*** Opening of TASK DATA ***

PR #570, opened 2026-01-15
feat: data loader speedup (TL-123)

debermudez:
## Release Notes

* **New Features**
  * Added parallel decoding to efficiently process multiple token sequences concurrently.
  * Introduced deterministic tokenization mode via environment variable for reproducible results.
  * Implemented caching for decoded strings to reduce redundant operations.
  * Enhanced batch processing workflow in trace loading.

* **Tests**
  * Added comprehensive test coverage for parallel decoding and prompt generation caching.

With this change, I am seeing the following speedup.

```
  Using mooncake_trace.jsonl (23,608 traces):
  ┌─────────────────┬────────────────┬────────────────┬──────────────┐
  │     Metric      │  Main Branch   │   Optimized    │ Improvement  │
  ├─────────────────┼────────────────┼────────────────┼──────────────┤
  │ Conversion Time │ 81.26s         │ 35.83s         │ 2.27x faster │
  ├─────────────────┼────────────────┼────────────────┼──────────────┤
  │ Throughput      │ 291 traces/sec │ 659 traces/sec │ 2.27x        │
  ├─────────────────┼────────────────┼────────────────┼──────────────┤
  │ Total Time      │ 81.58s         │ 36.15s         │ 2.26x        │
  └─────────────────┴────────────────┴────────────────┴──────────────┘
```

### DIFF
--- a/src/aiperf/dataset/loader/mooncake_trace.py
+++ b/src/aiperf/dataset/loader/mooncake_trace.py
@@ -128,7 +128,7 @@ class MooncakeTraceDatasetLoader(BaseFileLoader):
     ) -> list[Conversation]:
         """Convert all the Mooncake trace data to conversation objects.
 
-        Uses a two-phase approach for optimal performance:
+        Uses a three-phase approach for optimal performance:
         1. Phase 1: Build token sequences, checking string cache first
         2. Phase 2: Batch parallel decode for cache misses
         3. Phase 3: Assemble final conversation objects


src/aiperf/dataset/generator/prompt.py
```diff
@@ -110,20 +122,34 @@ def tokenize_chunk(chunk):
...
-        # Thread count doesn't affect reproducibility since chunks are deterministic
-        num_threads = min(os.cpu_count() or 4, 8)
+        # Check for deterministic mode: force single-threaded for strict reproducibility
+        deterministic_mode = os.environ.get(
+            "AIPERF_DETERMINISTIC_TOKENIZE", ""
+        ).lower() in (
+            "1",
+            "true",
+            "yes",
+        )
```
ajcasagrande: Move to  `environment.py` `Environment.DATASET.xxx`

src/aiperf/dataset/loader/mooncake_trace.py
```diff
@@ -121,27 +128,82 @@ def convert_to_conversations(
     ) -> list[Conversation]:
         """Convert all the Mooncake trace data to conversation objects.
 
+        Uses a two-phase approach for optimal performance:
```
ajcasagrande: thats 3, bud

src/aiperf/dataset/loader/mooncake_trace.py
```diff
@@ -121,27 +128,82 @@ def convert_to_conversations(
...
+                            conversations_data[session_id].append((trace, prompt))
+                        else:
+                            # Cache miss - build tokens for batch decode
+                            tokens = self.prompt_generator._build_token_sequence(
+                                trace.input_length, hash_ids, self._block_size
+                            )
+                            pending_decodes.append((session_id, idx, tokens, cache_key))
+                            conversations_data[session_id].append(
+                                (trace, None)
+                            )  # Placeholder
```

*** Close of TASK DATA ***

TASK DESCRIPTION:
Every line of the listing that holds "sequences" is to be counted; give only the resulting number.

ANSWER SPACE:
2